What makes Montresor such an effective enemy of Fortunato is his resolve to get revenge, attention to detail, and ability to act amicably to Fortunato's face while plotting his death. Montresor begins by mentioning he has vowed to get revenge on Fortunato for causing him to suffer a thousand times and laughing at his respected family name. Montresor then elaborates on his feelings concerning the perfect revenge and is careful not to get caught. After carefully plotting his revenge, Montresor conceals his hatred and is friendly to Fortunato's face, which allows him to convince his enemy to follow him into his family's catacombs. Montresor says,
"I gave Fortunato no cause to doubt me. I continued to smile in his face, and he did not understand that I was now smiling at the thought of what I planned for him, at the thought of my revenge" (Poe, 1).
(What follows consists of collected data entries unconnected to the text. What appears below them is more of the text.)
PR #823, opened 2020-08-23
feat/types: add main and types fields

cncolder:
- generate type difinition files
- tsdx is requireable now
  - so user can put `TsdxOptions` into tsdx.config.js JSDoc

### DIFF
--- a/README.md
+++ b/README.md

Montresor is also aware of his enemy's weaknesses, which are pride and a love of alcohol. By mentioning that he will consult Luchesi about whether or not he has purchased amontillado, Montresor is able to pique Fortunato's interest and provoke him simultaneously. Montresor also makes sure his estate is empty by lying to his servants, which leaves him alone with his vulnerable enemy. After Montresor successfully buries Fortunato alive, he keeps his secret for half a century, ensuring that he will not be punished for his crime.
The character Iago in Shakespeare's Othello is similar to Montresor in that he carefully plots revenge and feigns friendship to Othello's face. Although he does not directly kill Desdemona, he accomplishes his goal of ruining Othello through manipulation and lies.